### What the exercise asks
Using the material below, write out every entry exactly.
>>>
PR #519, opened 2015-01-22
Library updates

oliverfoster:
tested with ie8 and chrome, is much faster.

backbone not updated as options behaviour has changed in instanciation of models and views.

made templates into 'require' module to ensure load sequence and bring handlebars inline with latest version.


oliverfoster:
#507

brian-learningpool:
+1

dancgray:
+1

taylortom:
+1

Issue #506, opened 2015-01-16
_onQuizFailure is incorrect in config.json, should be _onAssessmentFailure


dancgray:
Master branch of adapt-contrib-spoor uses _onAssessmentFailure instead of _onQuizFailure

LN 18 or config.json should be:

            "_onAssessmentFailure": "incomplete"

See https://github.com/adaptlearning/adapt_framework/pull/468

zenduo:
This one looks like its been added to the develop branch now.

PR #523, opened 2015-01-26
hot fix for issue #506

dancgray:
_onQuizFailure is now _onAssessmentFailure in spoor.

See https://github.com/adaptlearning/adapt-contrib-spoor/blob/v1.1.6/js/adapt-contrib-spoor.js#L105

and https://github.com/adaptlearning/adapt-contrib-spoor/blob/v1.1.6/example.json#L12


moloko:
+1

taylortom:
+1

oliverfoster:
+1

Issue #443, opened 2014-07-15
Accessibility tab index reset after drawer opened on IE8


develop-stuartohare:
popupManager.js on 'popup:closed' line24 - also needs to check if '_accessibilty' flag is set in the config model (Adapt.config).

e.g - if ($activeElement && Adapt.config.get('_accessibility')._isEnabled).....

oliverfoster:
Fixed with accessibility merge. Please close

Issue #476, opened 2014-11-20
(Accessibility) Popup manager overwriting tabindex on popup close


oliverfoster:
_From @oliverfoster on October 17, 2014 10:22_

_Copied from original issue: cgkineo/adapt_framework#8_

PR #527, opened 2015-01-28
Accessibility integration

oliverfoster:
Traps tab on accessibility button if accessibility isn't on
Adds accessibility instructions for screen readers
Fixes popupmanager and tabindexes on popup/popdown
Wraps tab around to top of page from the bottom
Integrates jquery.a11y into the handlebars templates so that text blocks can become tabbable
Adds accessibility state rendering to componentView (is currently missing the 'state' partial as it needs to be added to theme)
Allows aria-labels to be read across all devices
Expands LESS focus outline to include all focused elements
Maintains and improves .focused class for ie8
Adds _globals to all popup models
Fixes button states, question view, notify and drawer to allow all to become accessible

Next stage is templates, components and extensions.


oliverfoster:
Directly fixes: #443 #476

oliverfoster:
Tested working in chrome41, ie8 and safari on ios 7.1.2

moloko:
+1. quick check done in IE8 & 9, FF 35, Chrome and - just for fun - Opera

oliverfoster:
err, going to have to redo this

oliverfoster:
apologies

PR #531, opened 2015-01-30
if_value_equals doesn't pass context back

### LINKED ISSUE #530: if_value_equals doesn't pass context back
if _value_equals helper does not pass context back in block.inverse().

will8137:
if_value_equals helper does not pass context back when returning
block.inverse.

fixes #530

### DIFF
--- a/src/core/js/helpers.js
+++ b/src/core/js/helpers.js
@@ -23,7 +23,7 @@ define(function(require){
                 if (value === text) {
                     return block.fn(this);
                 } else {
-                    return block.inverse();
+                    return block.inverse(this);
                 }
             }
         };


hrajotia:
+1

darylhedley:
+1 - good spot!

oliverfoster:
+1

belal-almassri-spongeuk:
Hi, 

This solution I added to one of the projects I worked on, it worked for me. If you add the following code to the app.js page inside the funtion function loadCourseData()

        Handlebars.registerHelper('compare', function(lvalue, rvalue, options) {
        if (arguments.length < 3)
            throw new Error("Handlerbars Helper 'compare' needs 2 parameters");
        operator = options.hash.operator || "==";
        var operators = {
            '==':       function(l,r) { return l == r; },
            '===':      function(l,r) { return l === r; },
            '!=':       function(l,r) { return l != r; },
            '<':        function(l,r) { return l < r; },
            '>':        function(l,r) { return l > r; },
            '<=':       function(l,r) { return l <= r; },
            '>=':       function(l,r) { return l >= r; },
            'typeof':   function(l,r) { return typeof l == r; }
        }
        if (!operators[operator])
            throw new Error("Handlerbars Helper 'compare' doesn't know the operator "+operator);
        var result = operators[operator](lvalue,rvalue);
        if( result ) {
            return options.fn(this);
        } else {
            return options.inverse(this);
        }
    });



Finally add you compare statement in the .hbs page as the following example:
    {{#compare debug "true"operator="=="}}
       
    {{^}}
      
    {{/compare}}

Thanks,
Belal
<<<
### Response for this exercise
PR #519, opened 2015-01-22
Library updates

oliverfoster:
tested with ie8 and chrome, is much faster.

backbone not updated as options behaviour has changed in instanciation of models and views.

made templates into 'require' module to ensure load sequence and bring handlebars inline with latest version.


oliverfoster:
#507

brian-learningpool:
+1

dancgray:
+1

taylortom:
+1

Issue #506, opened 2015-01-16
_onQuizFailure is incorrect in config.json, should be _onAssessmentFailure


dancgray:
Master branch of adapt-contrib-spoor uses _onAssessmentFailure instead of _onQuizFailure

LN 18 or config.json should be:

            "_onAssessmentFailure": "incomplete"

See https://github.com/adaptlearning/adapt_framework/pull/468

zenduo:
This one looks like its been added to the develop branch now.

PR #523, opened 2015-01-26
hot fix for issue #506

dancgray:
_onQuizFailure is now _onAssessmentFailure in spoor.

See https://github.com/adaptlearning/adapt-contrib-spoor/blob/v1.1.6/js/adapt-contrib-spoor.js#L105

and https://github.com/adaptlearning/adapt-contrib-spoor/blob/v1.1.6/example.json#L12


moloko:
+1

taylortom:
+1

oliverfoster:
+1

Issue #443, opened 2014-07-15
Accessibility tab index reset after drawer opened on IE8


develop-stuartohare:
popupManager.js on 'popup:closed' line24 - also needs to check if '_accessibilty' flag is set in the config model (Adapt.config).

e.g - if ($activeElement && Adapt.config.get('_accessibility')._isEnabled).....

oliverfoster:
Fixed with accessibility merge. Please close

Issue #476, opened 2014-11-20
(Accessibility) Popup manager overwriting tabindex on popup close


oliverfoster:
_From @oliverfoster on October 17, 2014 10:22_

_Copied from original issue: cgkineo/adapt_framework#8_

PR #527, opened 2015-01-28
Accessibility integration

oliverfoster:
Traps tab on accessibility button if accessibility isn't on
Adds accessibility instructions for screen readers
Fixes popupmanager and tabindexes on popup/popdown
Wraps tab around to top of page from the bottom
Integrates jquery.a11y into the handlebars templates so that text blocks can become tabbable
Adds accessibility state rendering to componentView (is currently missing the 'state' partial as it needs to be added to theme)
Allows aria-labels to be read across all devices
Expands LESS focus outline to include all focused elements
Maintains and improves .focused class for ie8
Adds _globals to all popup models
Fixes button states, question view, notify and drawer to allow all to become accessible

Next stage is templates, components and extensions.


oliverfoster:
Directly fixes: #443 #476

oliverfoster:
Tested working in chrome41, ie8 and safari on ios 7.1.2

moloko:
+1. quick check done in IE8 & 9, FF 35, Chrome and - just for fun - Opera

oliverfoster:
err, going to have to redo this

oliverfoster:
apologies

PR #531, opened 2015-01-30
if_value_equals doesn't pass context back

### LINKED ISSUE #530: if_value_equals doesn't pass context back
if _value_equals helper does not pass context back in block.inverse().

will8137:
if_value_equals helper does not pass context back when returning
block.inverse.

fixes #530

### DIFF
--- a/src/core/js/helpers.js
+++ b/src/core/js/helpers.js
@@ -23,7 +23,7 @@ define(function(require){
                 if (value === text) {
                     return block.fn(this);
                 } else {
-                    return block.inverse();
+                    return block.inverse(this);
                 }
             }
         };


hrajotia:
+1

darylhedley:
+1 - good spot!

oliverfoster:
+1

belal-almassri-spongeuk:
Hi, 

This solution I added to one of the projects I worked on, it worked for me. If you add the following code to the app.js page inside the funtion function loadCourseData()

        Handlebars.registerHelper('compare', function(lvalue, rvalue, options) {
        if (arguments.length < 3)
            throw new Error("Handlerbars Helper 'compare' needs 2 parameters");
        operator = options.hash.operator || "==";
        var operators = {
            '==':       function(l,r) { return l == r; },
            '===':      function(l,r) { return l === r; },
            '!=':       function(l,r) { return l != r; },
            '<':        function(l,r) { return l < r; },
            '>':        function(l,r) { return l > r; },
            '<=':       function(l,r) { return l <= r; },
            '>=':       function(l,r) { return l >= r; },
            'typeof':   function(l,r) { return typeof l == r; }
        }
        if (!operators[operator])
            throw new Error("Handlerbars Helper 'compare' doesn't know the operator "+operator);
        var result = operators[operator](lvalue,rvalue);
        if( result ) {
            return options.fn(this);
        } else {
            return options.inverse(this);
        }
    });



Finally add you compare statement in the .hbs page as the following example:
    {{#compare debug "true"operator="=="}}
       
    {{^}}
      
    {{/compare}}

Thanks,
Belal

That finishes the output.